Once Russia had started down the path of
genuine pluralism and democratization, it was
difficult to support an obvious reversal on that
front. The United States had no meaningful control
over the reform processes that began under
Gorbachev in the late 1980s, and those processes
clearly served Yeltsin's interests as he rose to
power during 1990 and 1991. This prehistory
necessitated asserting a narrative about Russia as
continuing down a contentious but increasingly
democratic path. In that context, it made more
sense for the United States, whatever its
policymakers' genuine sentiments in this regard,
to encourage a version of democracy that saw
neo-liberal economics as intimately interwoven
with Russia's procedurally democratic
institutions.
There is also reason to
believe that US policymakers were concerned about
a reversion to communism, or something like it, in
the difficult days of 1993. Thus, the Clinton
administration's support for Yeltsin in his
standoff with hard-liners in Parliament
undoubtedly flowed from real concerns about the
reform process. What's important to understand,
though, is that the Washington Consensus
constructed a very specific understanding of what
reform, democracy, and free markets meant - an
interwoven complex of institutions in which the
political leadership, once empowered by an
electoral majority, accepted the idea that
responsible public policy decisions involved
accepting the primacy of capital markets and
interests in determining what was best for the
country's future. If significant social costs
accompanied that understanding, that was perhaps a
matter for compassion, but other historical
options had been ruled out, so there was no
alternative. In this way, Robinson's outline of
polyarchy promotion comports well with the
outcomes observed in Russia, though what was
concretely at stake there may have differed from
the situation that he analyzed in Latin America.

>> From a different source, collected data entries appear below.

PR #619, opened 2021-03-26
use video file  instead of camera ?

EugeneLiu2013:
@googlebot I signed it!

Anyone has use video file instead of camera ? estimate pose from video file could be very interesting

---
This change is [Reviewable](https://reviewable.io/reviews/tensorflow/tfjs-models/619)


jenperson:
This PR is being closed because the package is deprecated.

PR #626, opened 2021-03-31
Fix constructor call.

lina128:
This change is [Reviewable](https://reviewable.io/reviews/tensorflow/tfjs-models/626)


ardoerlemans:
Thanks for the fix!

PR #628, opened 2021-04-01
[pose-detection]Fix lint

lina128:
This change is [Reviewable](https://reviewable.io/reviews/tensorflow/tfjs-models/628)


pose-detection/package.json
```diff
@@ -34,6 +34,7 @@
     "rollup-plugin-visualizer": "~3.3.2",
     "ts-node": "~8.8.2",
     "tslint": "~5.18.0",
+    "tslint-no-circular-imports": "~0.5.0",
```
pyu10055, line 37: you should upgrade tslint and circular imports to the latest version to avoid security vulnerabilities.

pyu10055 (approved):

Why the current concerns about Russian
democracy? Independent sources of
potential political opposition have been
progressively curbed under Putin. But what has not
changed in any meaningful way is that the most
powerful political interests in society were as
unaccountable for their wrong-doings in the past
as they are now, unless they happen to cross
Putin. So, why is Washington currently so
concerned with democracy in Russia, when it has
been perfectly content with only superficial
democratic trappings since 1993? This question has
at least three possible answers.
First,
the administration's growing rhetorical commitment
to democracy, necessary to justify its actions in
Iraq and its broader efforts to reshape the Middle
East, is perhaps having spillover effects kindling
demands for cultivating democratic institutions
elsewhere. One could argue that this rhetorical
commitment prompted American calls for the
invalidation of Ukraine's contested presidential
runoff election last November, as we'll explore
later. In reality, the development of Russia's
political institutions certainly takes a back seat
to issues of nuclear cooperation and Putin's
ongoing cooperation in the "war on terror",
including his continued acceptance of a US
military presence in Russia's "near
abroad"(neighboring ex-Soviet republics).

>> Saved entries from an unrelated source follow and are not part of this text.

PR #658, opened 2021-04-19
[pose-detection]Change Blazepose fullbody and upperbody selection fro…

lina128:
This PR changes Blazepose fullbody and upperbody selection from a modelConfig option to enum option, which means fullbody and upperbody are two models. This is because the two models output different number of keypoints. There are code logic that is return keypoint array/map based on model (see util.ts). It is cleaner to decide on which keypoint representation just base on the model (enum) as oppose to basing on both model (enum) and config.

---
This change is [Reviewable](https://reviewable.io/reviews/tensorflow/tfjs-models/658)

### DIFF
--- a/pose-detection/demo/src/index.js
+++ b/pose-detection/demo/src/index.js
@@ -37,9 +37,9 @@ async function createDetector() {
         inputResolution: {width: 500, height: 500},
         multiplier: 0.75
       });
-    case posedetection.SupportedModels.MediapipeBlazepose:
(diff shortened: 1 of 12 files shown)


pyu10055 (approved):
> Reviewed 12 of 12 files at r1.
> *[Reviewable](https://reviewable.io/reviews/tensorflow/tfjs-models/658)* status: :shipit: complete! 1 of 1 approvals obtained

Rhetorically, however, the momentum generated by
the march of "freedom and liberty" combined with
lingering hostility and distrust of Russia among
many neo-conservatives prompt elevated and
ideologically motivated attention to Putin's
recent moves.
Second, Clinton's support
for Yeltsin was predicated on the belief that the
worst possible outcome for Russia in the 1990s was
a reversion to communism. In fact, economic shock
therapy's supporters often justified their
neo-liberal elixir in political terms: the more
rapidly the old economic order is dismantled, the
more unlikely communism will re-emerge. Seen in a
different light, Yeltsin's fealty to the
principles of shock therapy, especially its
openness to international capital, represented the
preferred outcome for US policymakers, and
Yeltsin's primary political opponent, Gennady
Zyuganov, despite his own attempted assurances,
never convinced relevant interests that he would
similarly facilitate Russian economic openness.
Under Putin, Russia largely imitated
Yeltsin's economic course by installing a flat
income tax and reducing business taxes to among
the lowest in the world while pursuing
international economic integration. This continued
until the attack on Yukos Oil, which represented a
potential departure from that economic trajectory.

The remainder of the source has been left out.